ICC Note: Although it is illegal in Egypt to arrest a Christian who fails to observe Ramadan, a 2016 Fatwa declares that eating or drinking during the fast is not part of the personal freedom of people. Three recent incidents show how this tension can negatively affect Christians. One Christian was held at the police station, and two Christians were beaten. As Ramadan approaches its conclusion, we must keep Christians in the Middle East in our prayers.
06/14/2018 Egypt (World Watch Monitor) – In one of three incidents reported to World Watch Monitor, an Egyptian photographer was detained by police for carrying a bottle of water during the Muslim holy month of Ramadan, when Muslims are required not to eat or drink anything from the first light of dawn until sunset. He claims he was targeted because of his Christian faith.
Hani Shamshoun Girgis, 31, arrived at Giza railway station on 5 June to continue his way to the office of the Tahrir newspaper where he works, when he was approached by a police officer and asked to present his ID.
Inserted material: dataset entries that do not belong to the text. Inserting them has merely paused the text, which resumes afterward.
Issue #620, opened 2022-06-08
Hashtags in follow messages have incorrect background


mplorentz:
The list of hashtags in follow message cells has a black background when the device is in dark mode. The background of the hashtag section should match the rest of the cell.

![Image](https://user-images.githubusercontent.com/1165004/172649009-b55aaf65-bc67-4ff5-8b08-c59c734b0b26.jpeg)

Issue #619, opened 2022-06-08
Block messages show up as follows


mplorentz:
I blocked a user this week and my home feed showed that I followed them. It sounds like we need to filter out contact messages where `blocking == true` in our logic to display follow messages.

mplorentz:
I am seeing this again.

martindsq:
Closing as this should be done after we merged #635

PR #636, opened 2022-06-14
Tweak follow messages

mplorentz:
- Fix block messages showing as follows #619
- Fix background color of hashtag label #620
- Show individual sections when they have finished loading instead of waiting for everything to load. This is not ticketed, but I noticed that the follow messages are taking a long time to load on my actual device, and I wanted to see if this makes it feel better. I think it does, but I'm not sure if this was an intentional design decision @martindsq so let me know.

### DIFF
--- a/Source/GoBot/FeedStrategy/PostsAndContactsAlgorithm.swift
+++ b/Source/GoBot/FeedStrategy/PostsAndContactsAlgorithm.swift
@@ -40,9 +40,11 @@ class PostsAndContactsAlgorithm: NSObject, FeedStrategy {
         AND messages.is_decrypted == false
         AND messages.hidden == false
         AND (type <> 'post' OR posts.is_root == true)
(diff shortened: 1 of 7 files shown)


martindsq:
🤔 @mplorentz I did it that way to force that the order is the following:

Girgis told World Watch Monitor that as soon as the officer found out through his ID that he was a Christian, he started searching his bag.
“There was a bottle of water inside my bag and, while he was searching it, he was staring at this bottle with anger,” Girgis said. “He took my ID from me and asked me to follow him. When I resisted and asked where he was taking me, he started insulting me and ordered that I stopped talking — as if I was a criminal.”
At the police station, Girgis says he was told that he was arrested because of the bottle of water found in his bag.
“The officer told me, ‘Why did you have this bottle of water while we are in Ramadan?'” he recalled. “I told them I was not fasting because I was a Christian, but they insulted me and said that I would stay there until sunset and that I was not allowed to sit.”
Girgis says he then called his editor-in-chief at Tahrir newspaper, who came to the police station and saw that he was released.
“I was held at the police station for more than two hours and was dealt with in a very humiliating way for having done nothing,” Girgis said.
“When I am at work, I don’t eat or drink in front of my Muslim colleagues, as a sign of respect,” he added.
Ramy Emad, a Christian lawyer from Cairo, the Egyptian capital, told World Watch Monitor that it is illegal to arrest someone — whether Christian or Muslim — for failing to adhere to the Ramadan fast.
“What the police officer did to Hani is a crime and he must be prosecuted and fired from his position,” the lawyer said.
World Watch Monitor asked the police department of Giza railway station — where Hani was detained — for comment, but they hung up.